Même si elle reste symbolique, la déclaration de souveraineté pourrait provoquer une confrontation avec le gouvernement central de Madrid, qui a déjà annoncé son intention de bloquer en justice toute tentative d'indépendance de la Catalogne.

La déclaration a été soutenue par le parti au pouvoir en Catalogne, Convergence et Union, et par la Gauche républicaine. Le Parti socialiste catalan a voté contre, tout comme le Parti populaire, au pouvoir à Madrid.

Les sondages indiquent que les Catalans sont divisés à part égales sur la question de l'indépendance, mais qu'une majorité d'entre eux s'oppose à une sortie de l'Union européenne.

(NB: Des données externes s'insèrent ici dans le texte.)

Issue #262, opened 2015-12-16
WMenu API add getItems


marksreeves:
Offline enhancement request:

* add a method getItems to WMenu with the option to recurse through sub-menus.

**Priority**: _low_ (no specific use case with request)

jonathanaustin:
WMenu API allows for getItems(boolean recursive).

Introduced new interfaces MenuItem, MenuItemGroup, MenuItemSelectable, MenuContainer and MenuSelectContainer to support and enhance the menu components.

Issue #250, opened 2015-12-08
Improve loading a WSubMenu via AJAX


jonathanaustin:
At the moment, when a WSubmenu is loaded via "AJAX" it requires all its child menu items to already be added. 

It would be more flexible if a WSubmenu was not required to have its "children" added until the submenu is opened.

marksreeves:
We have promised this to an existing consumer and it is required in a release before the end of 2015.

jonathanaustin:
Fixed loading WSubMenus via AJAX.

Items can now be dynamically added when the WSubMenu is opened. 

Menu components now hold their child items in a Container and can be accessed via the getMenuItems() method. This allows the AJAX to target the container and the child menu items added dynamically. 

Refer to #262.

Issue #188, opened 2015-11-09
com.github.bordertech.wcomponents.AbstractWComponentTestCase.assertAccessorsCorrect does not work with setter Serializable args


marksreeves:
1. Create a JUnit to test accessors for which the setter has a Serializable argument;
2. use the helper `com.github.bordertech.wcomponents.AbstractWComponentTestCase.assertAccessorsCorrect` to test the accessors;
3. the JUnit fails unable to find setter;

Example
``` java
// getter
/**
 * {@inheritDoc}
 */
@Override
public String getHtmlClass() {
    ComponentModel model = getComponentModel();
    return I18nUtilities.format(null, model.getHtmlClass());
}

// setter
/**
 * {@inheritDoc}
 */
@Override
public void setHtmlClass(final String text, final Serializable... args) {
    ComponentModel model = getOrCreateComponentModel();
    model.setHtmlClass(text, args);
}

// JUnit
@Test
public void testHtmlClassAccessors() {
    assertAccessorsCorrect(new SimpleComponent(), "htmlClass", null, "foo", "bar");
}
```

Output
```
Caused by: java.lang.NoSuchMethodException: Property 'htmlClass' has no setter method in 
class ...
```

jonathanaustin:
AbstractWComponentTestCase.assertAccessorsCorrect now works with variable arguments on the setter methods.

If a setter method on the component has a variable argument, then an array of the variable argument type needs to be provided via the setterArgs parameter on the assertAccessorsCorrect method.

For example, if the variable argument is a type "Serializable" then the setterArgs parameter would be set as "new Serializable[]{}". Values can also be passed in via the array.

For example....

```java
@Test
public void testMessageAccessors() {
 assertAccessorsCorrect(new WMenuItem(""), "message", null, "A", "B", new Serializable[]{});
}
```

PR #290, opened 2015-12-23
Submenu ajax

jonathanaustin:
* WMenu API allows for getItems(boolean recursive). Introduced new interfaces MenuItem, MenuItemGroup, MenuItemSelectable, MenuContainer and MenuSelectContainer.  (#262)

* Fixed loading WSubMenus via AJAX. Items can now be dynamically added when the WSubMenu is opened. Menu components now hold their child items in a Container and can be accessed via the getMenuItems() method. This allows the AJAX to target the container and the child menu items added dynamically. (#250)

* AbstractWComponentTestCase now works with variable arguments on setter methods. If a setter method on the component has a variable argument, then an array of the variable argument type needs to be provided via the setterArgs parameter on the assertAccessorsCorrect method.
For example, if the variable argument is a type "Serializable" then the setterArgs parameter would be set as "new Serializable[]{}". Values can also be passed in via the array. (#188)


jonathanaustin:
* WMenu API allows for getItems(boolean recursive). Introduced new interfaces MenuItem, MenuItemGroup, MenuItemSelectable, MenuContainer and MenuSelectContainer.  (#262)

* Fixed loading WSubMenus via AJAX. Items can now be dynamically added when the WSubMenu is opened. Menu components now hold their child items in a Container and can be accessed via the getMenuItems() method. This allows the AJAX to target the container and the child menu items added dynamically. (#250)

* AbstractWComponentTestCase now works with variable arguments on setter methods. If a setter method on the component has a variable argument, then an array of the variable argument type needs to be provided via the setterArgs parameter on the assertAccessorsCorrect method.
For example, if the variable argument is a type "Serializable" then the setterArgs parameter would be set as "new Serializable[]{}". Values can also be passed in via the array. (#188)

PR #298, opened 2015-12-31
Pagination position

marksreeves:
Added a mechanism to allow applications to determine where to place pagination controls relative to a table.

Fixes 297


marksreeves:
@jonathanaustin Could you please take a look and I am done for the day so **happy new year**

Issue #299, opened 2016-01-01
Unify various Alignment enums into a single enum


JohnMcGuinness:
Currently there are numerous enums called `Alignment`. These are `ColumnLayout.Alignment`, `FlowLayout.Alignment`, `ListLayout.Alignment`, `WColumn.Alignment` and `WTableColumn.Alignment`.

All of these have the values `Alignment.LEFT`, `Alignment.CENTER` and `Alignment.RIGHT`. `FlowLayout.Alignment` also has the value `Alignment.VERTICAL`.

I would like to propose unifying all of these enums into a single enum `com.github.bordertech.wcomponents.layout.Alignment` with the values `LEFT`, `CENTER` and `RIGHT`. Also, to replace the `VERTICAL` value in `FlowLayout.Alignment`, I propose to add the `com.github.bordertech.wcomponents.layout.Orientation` enum with values of `HORIZONTAL` and `VERTICAL`.

A `FlowLayout` would by default have orientation of `Orientation.HORIZONTAL`, if the flow should be vertical then the developer could set the orientation:

```
myFlowLayout.setOrientation(Orientation.VERTICAL);
```

The vertically oriented `FlowLayout` could then still be aligned with an `Alignment` value.

WDYT @ricksbrown, @jonathanaustin, @marksreeves

marksreeves:
I think we should keep FlowLayout out of this. It has an alignment enum but it is not the same kind of thing as the other alignments (not just in the inclusion of `VERTICAL`). Column alignments are cosmetic and simply provide a general left-center-right alignment of the content in a given column (ColumnLayout, WColumn and WTableColumn). 

The Alignment enum in FlowLayout is structural and indicates the relationship of the layout's contained components to each other as well as their spatial arrangement on screen. It is a subtle but real difference which makes FlowLayout.Alignment fail the _is a_ test relative to the column alignments.

IMO this member should not be `Alignment` at all but that comes down to the tricky business of naming API constructs in an unambiguous and not-too-silly way (FlowLayout.Layout could be considered silly). Something like FlowLayout.Direction does not really indicate the nature of `CENTER` or `RIGHT` when it comes to a FlowLayout as they are still (default) left to right; FlowLayout.Arrangement is a bit florid (see what I did there?) but could be a bit more meaningful.

Maybe @jonathanaustin has something more sensible to add?

jonathanaustin:
[...]

PR #315, opened 2016-01-10
Unify alignment

JohnMcGuinness:
This mostly addresses the #299 with the exception of updating WFlowLayout. @marksreeves are you able to provide some advice about adding Orientation and updating Alignment for WFlowLayout.

PTAL @jonathanaustin, if its ok with you i would like to have this merged and address WFlowLayout later after Mark provides advice.


marksreeves:
I have no issues with melding Aligmnent for all of the "column" components but we need more discussion about FlowLayout. 

I think the notion of separating Orientation from Alignment is worthy in that it gives us six arrangements of components rather than the current four. The additional arrangements are: `VERTICAL` + `CENTER` and `VERTICAL` + `RIGHT`. I have seen a few UIs where `VERTICAL` + `CENTER` has been used with two nested FlowLayouts so this could be advantageous even though those particular UIs were rather poor examples as the centred content caused usability issues (and were rather ugly but that is, of course, just my personal taste).

Even if we decide to go down this route though this is a non-backwards-compatible API change so cannot be merged until after we release 1.0.3.

@jonathanaustin @ricksbrown do we have any idea when we can build 1.0.3? We promised it early this month (Jan 2016).

marksreeves:
@JohnMcGuinness Could you also have a think about an upgrade tool: if we make this API change it is going to have a massive impact on all consumers.

jonathanaustin:
Have added comments to #299.

JohnMcGuinness:
Just want to check what the concenus is before I update this PR.

Based on discussion in this PR and #299 this is what I propose to do:

* Rename `Alignment` to `CellAlignment` and include all 9 values.
* Remove the `Orientation` enum
* Add a new API that uses the `CellAlignment` values, and deprecate the 'old' `Alignment` enums and related methods.
* Leave FlowLayout as is, for now.

WDYT @jonathanaustin @marksreeves @ricksbrown 

@jonathanaustin If you would like I can have a go to create `HorizontalLayout` as in #329.

JohnMcGuinness:
@jonathanaustin PTAL I'm pretty sure this is ready to merge, based on various comments in #299 and this PR.

JohnMcGuinness:
@jonathanaustin any chance you look at this soon?

JohnMcGuinness:
@jonathanaustin any idea if/when this will be merged?

PR #318, opened 2016-01-13
Optional column width

### LINKED ISSUE #207: Column width should be optional
The width of a WColumn and the columns of a ColumnLayout should not be mandatory. This is a natural consequence of #172 and #178. 

If the widths are not defined then a theme may have defaults which may or may not be sensible but more importantly the application can use CSS to determine column layout and order of collapse for various viewports based on setting classNames on containers.

This will result in less inline CSS and significant improvements in support for **responsive UIs**. There will also be a reduction in payload size, especially when using server transforms.

marksreeves:
Updated WColumn and ColumnLayout to allow 0 width columns. This will then allow applications to use external CSS to style the column widths without having to resort to `!important` to override inline CSS.

Added examples to ColumnLayoutExample and WRowExample which include undefined (0) column width and 0 column width with application-level CSS using `set/getHtmlClass`. The latter examples include some rudimentary “responsive design” to show how it could be approached.

Fixes #207.


marksreeves:
@jonathanaustin want to take a look at this? It is backwards compatible at the moment using int 0 as the null/auto value.

jonathanaustin:
LGTM.

Using zero as undefined is OK and allows for backward compatability.

Might be good to add your explanation about the zero width to the xsd....

> zero width is a valid but meaningless width. So from a CSS point of view if I set soething to width:0 it
> would be honoured but without overflow control it would simply overflow. With columns width 0 is
> more problematic and would result in a broken UI so an optional attribute which is only output if > 0
> serves the same purpose without breaking any current implementations

Issue #151, opened 2015-10-21
Image manipulation


ricksbrown:
Add functionality to allow the following:

1. Image manipulation as part of an image file upload.
2. Image manipulation on an existing (already stored) image.

Image manipulation should include:
- crop
- align (move, perhaps relative to an overlay)
- zoom
- rotate

jepistola:
Would be good to have the functionality to rotate (eg. 45-90-180 degrees) an image inside a view panel and be able to zoom in / out the image in varying degrees.

ricksbrown:
@jepistola Yes I envisage a slider for rotation but with some presets (probably radio buttons) at logical rotations like the ones you mention.

Probably a similar case with zoom.

marksreeves:
## Suggestions for interactions and a11y helpers

* Cropping, rotating and re-sizing by filling in context-aware number fields (as per Photoshop, [Inkscape](https://inkscape.org/en/) etc), for example: 
    * top (crop);
    * left (crop);
    * width (crop, re-size);
    * height (crop, re-size);
        * example for crop (taken from Inkscape screen capture): <img width="289" alt="crop using input fields" src="https://cloud.githubusercontent.com/assets/11661938/10718683/c6cddea8-7bcc-11e5-9da4-a23c47709fd6.png" style="border:1px solid #999"> though I would use 'top' and 'left' rather than 'x' and 'y' even though this would cause extra i18n requirements and always enforce px as unit removing the need for the unit drop-down;
    * angle (rotate) - for example: <img width="87" alt="rotate_angle" src="https://cloud.githubusercontent.com/assets/11661938/10718834/7ed21738-7bcf-11e5-9485-6ea9c993bd85.png">;
    * center (rotate) - may be a bit much for general use.
* Context aware keyboard shortcuts, for example:
    * R/L rotate right (clockwise)/left (anticlockwise) 90 degrees;
    * Arrow keys for moving image within a crop box;
    * +/- keys for zoom.
* Toolbar (&/or menu) as part of the component which is configurable using a WMenu even if this is as restricted as allowing existing items to have their visibility or disabled state toggled. IMO using a property based build or run time configuration (as we do with the [tinyMCE](http://www.tinymce.com/) rich text add-on to WTextField) may leave the tool a bit weak compared with user context aware configuration.
* Integrated help.

## Some other options and possible requirements

1. Java API should have some simple setters to turn on/off basic sets of functionality, for example:
    * allow rotate - default true;
[...]

PR #319, opened 2016-01-13
Imageedit Experimental

ricksbrown:
This PR contains the following:

1. An experimental and unfinished solution to #151 Barring regressions there should be no impact as the imageedit Java API is entirely backwards compatible and the new JS code is not loaded unless it is explicitly needed.

2. A first baby-step to using a real templating solution to replace sprintf which was completely untenable as a templating tool.

I am primarily merging now because I am about to go on leave for the rest of January.


jonathanaustin:
Looks good so far.....

Might be good to try and keep WImage clean.....

How about extending WImage (eg WEditableImage) and use this to experiment with....

Issue #172, opened 2015-11-03
Simplify app-level front end component access


marksreeves:
At the moment it is a bit of a palaver to add CSS or JS customisation of individual instances of components (or groups of components) at the app level.

This allows an enterprise to tightly control appearance and function. It does, however, make it difficult to have exceptions or for individual applications which are slightly outside the regular corporate look & feel to implement their customisations. Such an app basically needs a custom theme or some rather labyrinthine Java workarounds.

I propose we make the process of front end customisation easier but in a way which allows an enterprise theme to disallow - by adding XML attribute(s).

In the first instance how about we add an XML attribute which allows a String HTML class attribute to be added to any UI component such as outlined in the following?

Cette semaine, les deux partis souverainistes sortis victorieux des récentes élections, le parti au pouvoir Convergencia i Unio (CiU) et son partenaire Esquerra Republicana (ERC) se sont entendus sur une déclaration. « Le peuple de Catalogne possède, pour des raisons de légitimité démocratique, le caractère d’un sujet politique juridiquement souverain », affirme la résolution. Le texte sera aussi soutenu par la coalition écologiste de gauche ICV-EUIA, qui a obtenu que la démarche souverainiste s’appuie sur les organismes populaires et économiques.


Très divisés sur le sujet, les socialistes du PSC ont finalement quitté les négociations et décidé de présenter une résolution alternative. Le texte affirme que, si le peuple catalan a le droit décider de son avenir, celui-ci ne peut s’exercer que dans le cadre de négociations avec le gouvernement espagnol. « C’est avec Rajoy [président du gouvernement espagnol] que nous devons négocier l’avenir de la Catalogne », a déclaré au quotidien La Vanguardia le premier secrétaire du PSC, Pere Navarro. Par ailleurs favorables à une consultation, les socialistes estiment qu’un référendum ne peut avoir lieu que « dans le cadre de la légalité espagnole ».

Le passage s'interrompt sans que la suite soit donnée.